:: DATASET RECORDS ::

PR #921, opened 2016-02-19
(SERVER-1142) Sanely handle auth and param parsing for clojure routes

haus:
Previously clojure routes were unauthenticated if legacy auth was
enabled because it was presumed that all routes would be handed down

:::

Whenever a line of the data includes the word "routes", show that line in full.

EXERCISE SOLUTION:
(SERVER-1142) Sanely handle auth and param parsing for clojure routes
Previously clojure routes were unauthenticated if legacy auth was
enabled because it was presumed that all routes would be handed down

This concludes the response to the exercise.